Stored items

Issue #13, opened 2018-03-19
Implement "Selector" for program and orgunit


Bekkalizer:

Bekkalizer:
Moved to Jira

PR #1061, opened 2020-10-26
[DHIS2-8695] Refactor working lists #13 - use array as working lists datasource

JoakimSM:
[DHIS2-9757 (Subtask of DHIS2-8695)](https://jira.dhis2.org/browse/DHIS2-9757)

Use array as working lists datasource.


src/core_modules/capture-core/components/Pages/MainPage/EventWorkingLists/DataSourceSetup/EventWorkingListsDataSourceSetup.component.js
```diff
@@ -55,10 +56,17 @@ export const EventWorkingListsDataSourceSetup = ({
         columns,
     ]);
 
+    const dataSourceArray = useMemo(() =>
+        recordsOrder && recordsOrder
+            .map(id => dataSource[id]), [
+        dataSource,
+        recordsOrder,
+    ]);
```
paschalidi, line 64: Dont know what is your opinion here but I find that there will be more consistent if we returned an empty array in case records order is not defined. 

This way we know that this is _always_ an array but it can sometimes just be empty.

src/core_modules/capture-core/components/Pages/MainPage/EventWorkingLists/DataSourceSetup/eventWorkingListsDataSourceSetup.types.js
```diff
@@ -19,6 +24,6 @@ export type Props = {|
 export type EventWorkingListsDataSourceSetupOutputProps = {|
     ...RestProps,
     columns: EventWorkingListsColumnConfigs,
-    dataSource: DataSource,
+    dataSource?: DataSource,
```
paschalidi, line 27: Relevant to the other comment I am making. `DataSource` will then not be optional. But will be annotated a little bit different 

```
export type DataSource = Array<?DataSourceItem>;
```

I dont know your opinion on this but for me defining the value with _same type_  instead of `null` is more consistent. I guess I dont have any knockout arguments but perhaps is something we can think of.

src/core_modules/capture-core/components/Pages/MainPage/WorkingLists/workingLists.types.js
```diff
@@ -44,8 +45,6 @@ export type ColumnConfig = {
 
 export type ColumnConfigs = Array<ColumnConfig>;
 
-export type DataSource = { [id: string]: Object };
```
paschalidi, line 47: Good stuff reusing the one we already have 👍

paschalidi (commented):
Easy! Good work here :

# Task brief:
Reproduce every line of the records containing the string "that".

# Output for this task:
paschalidi, line 64: Dont know what is your opinion here but I find that there will be more consistent if we returned an empty array in case records order is not defined. 
This way we know that this is _always_ an array but it can sometimes just be empty.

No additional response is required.